Non possiamo dire lungo quale nervo risvegliato la grazia di Dio può raggiungere i nostri cuori; ma la Scrittura ha una medicina per ogni dolore. E se qualcuno sente la sua debolezza come lo sente il bambino, sappia che lo Spirito di Dio aleggia su di lui, come una madre sul suo bambino; e se qualcuno è nel dolore o nell'ansia, e non c'è cuore umano che soffra con loro, sappiano che per quanto una madre possa venire a soffrire con suo figlio, e per quanto sensibile sia al suo pericolo, così sensibile è Dio Onnipotente ai loro, e che Egli dà loro prova della loro preziosità per Lui soffrendo con loro.
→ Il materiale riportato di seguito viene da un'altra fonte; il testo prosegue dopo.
PR #1209, opened 2026-05-20
fix(cli): warn when auth validation falls back to API

### LINKED ISSUE #1208: CLI auth falls back to API on auth-server network errors
### Problem

`codecarbon/cli/auth.py` currently treats any `requests.RequestException` while validating the local access token as a successful validation path:

- `_validate_access_token()` returns `True` if the discovery document or JWKS fetch fails due to a network error.
- `get_access_token()` then reuses the stored access token and lets the API perform the final decision.

This is intentional for offline / flaky-network support, but it is worth documenting because it creates a clear caveat: when the auth server cannot be reached, the CLI does not locally prove that the token is still valid. A stale token, a provider migration, or a revoked token may still be accepted by the CLI until the API rejects the request.

### Why this matters

The behavior is easy to misread as local token validation. In practice, the CLI is using a best-effort check and then deferring trust to the server. That is acceptable for availability, but it should be called out explicitly so users and maintainers understand that:

- the CLI may proceed while offline without proving token freshness;
- failure to reach the auth server is not equivalent to token valid;
- security-sensitive changes in the auth flow should preserve this distinction.

### Suggested follow-up

- Document the fallback behavior in the CLI auth code and/or user-facing docs.
- Consider logging a warning when the CLI skips local validation because the auth server is unreachable.
- If stricter behavior is ever desired, add a separate mode for must validate locally versus best-effort offline fallback.

### Reference

Observed while reviewing PR #1199, which migrates JOSE validation from Authlib to Joserfc without changing this fallback path.

puneetdixit200:
## Description
Log a warning when local CLI access-token validation is skipped because the auth server cannot be reached. This preserves the existing offline/flaky-network fallback while making it explicit that token freshness was not proven locally and the API will make the final authorization decision.

## Related Issue
Fixes #1208

## Motivation and Context
The existing fallback is useful for availability, but silent success makes the path look like a completed local validation. A warning keeps the behavior unchanged while surfacing the caveat from the issue.

## How Has This Been Tested?
Red before implementation:

```sh
uv run --group dev python -m pytest -q tests/cli/test_cli_auth.py::TestAuthMethods::test_validate_access_token_network_error_returns_true
```

Green after implementation:

```sh
uv run --group dev python -m pytest -q tests/cli/test_cli_auth.py::TestAuthMethods::test_validate_access_token_network_error_returns_true
uv run --group dev python -m pytest -q tests/cli/test_cli_auth.py tests/cli/test_cli.py tests/cli/test_cli_main.py
uv run --group dev black --check codecarbon/cli/auth.py tests/cli/test_cli_auth.py
uv run --group dev ruff check codecarbon/cli/auth.py tests/cli/test_cli_auth.py
git diff HEAD^ --check
```

N/A

## Types of changes

## AI Usage Disclosure

OpenAI GPT-5 generated the small code/test change and PR text under explicit human-directed issue-fix constraints. I reviewed the touched auth path, preserved existing fallback behavior, and verified the change with the commands listed above.

- [x] 🟠 AI-generated: Car analogy : the car drive by itself, you are inside and give instructions.

## Checklist:

### DIFF
--- a/codecarbon/cli/auth.py
+++ b/codecarbon/cli/auth.py
@@ -6,6 +6,7 @@ PKCE), credential storage, JWKS validation, and transparent refresh.
 """
 
 import json
+import logging
 import os
 import webbrowser
 from http.server import BaseHTTPRequestHandler, HTTPServer
@@ -31,6 +32,7 @@ AUTH_SERVER_WELL_KNOWN = os.environ.get(
 _REDIRECT_PORT = 8090
 _REDIRECT_URI = f"http://localhost:{_REDIRECT_PORT}/callback"
 _CREDENTIALS_FILE = Path("./credentials.json")
+logger = logging.getLogger(__name__)
 
 
 # ── OAuth callback server ───────────────────────────────────────────
@@ -112,7 +114,12 @@ def _validate_access_token(access_token: str) -> bool:
         claims = jose_jwt.decode(access_token, keyset)
         claims.validate()
         return True
-    except requests.RequestException:
+    except requests.RequestException as exc:
+        logger.warning(
+            "Skipping local access token validation because the auth server is "
+            "unreachable; the API will validate the token. Error: %s",
+            exc,
+        )
         return True  # Can't reach auth server — let the API handle it
     except Exception:
         return False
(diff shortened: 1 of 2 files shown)


puneetdixit200:
Rebased this branch onto the current `master` head.

Local verification after the rebase:

```text
UV_CACHE_DIR=/private/tmp/codecarbon-1209-uv-cache uv run python -m pytest tests/cli/test_cli_auth.py
# 17 passed, 1 warning

git diff --check upstream/master...HEAD
# passed
```

GitHub currently reports no check rows for this branch yet.

inimaz (approved):
Nice addition thanks @puneetdixit200 !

Come queste tre descrizioni incontrano i tre fallimenti della nostra fede! Dimentichiamo che Dio è incessantemente all'opera nella saggezza nelle nostre vite. Dimentichiamo che Dio a volte, anche quando ci salva, deve sembrare leone e crudele. Dimentichiamo che "il cuore dell'Eterno è meravigliosamente gentile".
Avendo così reso viva la presenza del loro Signore agli occhi purificati del suo popolo, paziente, potente nell'ordine, saggio nei consigli, persistente nella grazia e, soprattutto, tenerissimo, Isaia conclude con un grido al popolo di volgersi a questo Signore, dal quale si sono così profondamente ribellati. Gettino via i loro idoli e non si temerà l'esito dell'invasione assira. Gli Assiri cadranno, non per la spada dell'uomo, ma per l'immediato colpo di Dio.
"E la sua roccia passerà a causa del terrore, ei suoi capi saranno sgomenti per l'insegna, dice il Signore, il cui fuoco è in Sion e la sua fornace in Gerusalemme". E così Isaia chiude questa serie di profezie sulla nota chiave con cui si apriva nel primo versetto del capitolo 29 che Gerusalemme è Ariel: "il focolare e l'altare, la dimora e il santuario di Dio".